» **RECORDS TO PROCESS**
PR #1399, opened 2019-11-22
Implement Package.rollback

dimaryaz:


api/python/quilt3/packages.py
```diff
@@ -1100,6 +1100,34 @@ def physical_key_is_temp_file(pk):
...
+        Set the "latest" version to the given hash.
+
+        Args:
+            name(str): Name of package to rollback.
+            top_hash(str): Hash to rollback to.
+            registry(str): Registry where package is located.
+                Defaults to the default local registry.
+        """
+        if registry is None:
+            registry = get_from_config('default_local_registry')
```
dimaryaz: Question: do we default to local or remote?

akarve: pretty disruptive operation so no default at all and make `registry` required?

api/python/quilt3/packages.py
```diff
@@ -1100,6 +1100,34 @@ def physical_key_is_temp_file(pk):
...
+        else:
+            registry = fix_url(registry)
+
+        registry = registry.rstrip('/')
+        validate_package_name(name)
+
+        hash_path = f'{registry}/.quilt/packages/{quote(top_hash)}'
+        latest_path = f'{registry}/.quilt/named_packages/{quote(name)}/latest'
```
akarve: this would be cleaner if it called a shared function that was schema-version aware, but this is OK for now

» **PROBLEM**
Those lines above that contain the string "dimaryaz" should be returned.

» **WRITTEN SOLUTION**
dimaryaz:
dimaryaz: Question: do we default to local or remote?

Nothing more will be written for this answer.